Repeat each line of the records below exactly.

──────────────────────────────

PR #7195, opened 2023-11-15
Enforce Component names to be unique

JoshVanL:
Currently in standalone mode, it is possible to load multiple components with the same name but of different types. This is problematic as it can produce undefined behaviour in Daprd where global state indexed on Component name (like state encryption) can "leak" to another Component. It also makes it impossible to implement the hot reloader reconciler as that controller is level based, and without a single unique name to index on, the reconciler cannot determine which Components have been deleted/editted. It is also confusing to different requirements to Kubernetes whether a Component name _must_ be unique within a namespace.

PR implements a check to ensure that Component names are unique. The component store implements a pending & lock mechanism to ensure that another Component of the same name cannot be added whilst another is initialising.

Adds an integration test to ensure daprd errors when multiple Components with the same name are added.


pkg/runtime/compstore/components.go
```diff
@@ -13,31 +13,73 @@ limitations under the License.
...
-		if comp.Spec.Type == componentType && comp.ObjectMeta.Name == name {
+		if comp.ObjectMeta.Name == name {
 			return c.components[i], true
 		}
 	}
 	return compsv1alpha1.Component{}, false
 }
 
-func (c *ComponentStore) AddComponent(component compsv1alpha1.Component) {
+func (c *ComponentStore) AddPendingComponentForCommit(component compsv1alpha1.Component) error {
```
daixiang0, line 34: Why need a pending queue as we add component one by one?

JoshVanL: I don't think it is necessarily true when we introduce hot reloading. Adding the name as pending means we can reserve name before committing when `Init` is successful.

yaron2: With hot reloading components can be updated in the sidecar in parallel, as opposed to being initialized sequentially when loaded at startup.

berndverst (approved):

──────────────────────────────

# Your response
PR #7195, opened 2023-11-15
Enforce Component names to be unique

JoshVanL:
Currently in standalone mode, it is possible to load multiple components with the same name but of different types. This is problematic as it can produce undefined behaviour in Daprd where global state indexed on Component name (like state encryption) can "leak" to another Component. It also makes it impossible to implement the hot reloader reconciler as that controller is level based, and without a single unique name to index on, the reconciler cannot determine which Components have been deleted/editted. It is also confusing to different requirements to Kubernetes whether a Component name _must_ be unique within a namespace.

PR implements a check to ensure that Component names are unique. The component store implements a pending & lock mechanism to ensure that another Component of the same name cannot be added whilst another is initialising.

Adds an integration test to ensure daprd errors when multiple Components with the same name are added.


pkg/runtime/compstore/components.go
```diff
@@ -13,31 +13,73 @@ limitations under the License.
...
-		if comp.Spec.Type == componentType && comp.ObjectMeta.Name == name {
+		if comp.ObjectMeta.Name == name {
 			return c.components[i], true
 		}
 	}
 	return compsv1alpha1.Component{}, false
 }
 
-func (c *ComponentStore) AddComponent(component compsv1alpha1.Component) {
+func (c *ComponentStore) AddPendingComponentForCommit(component compsv1alpha1.Component) error {
```
daixiang0, line 34: Why need a pending queue as we add component one by one?

JoshVanL: I don't think it is necessarily true when we introduce hot reloading. Adding the name as pending means we can reserve name before committing when `Init` is successful.

yaron2: With hot reloading components can be updated in the sidecar in parallel, as opposed to being initialized sequentially when loaded at startup.

berndverst (approved):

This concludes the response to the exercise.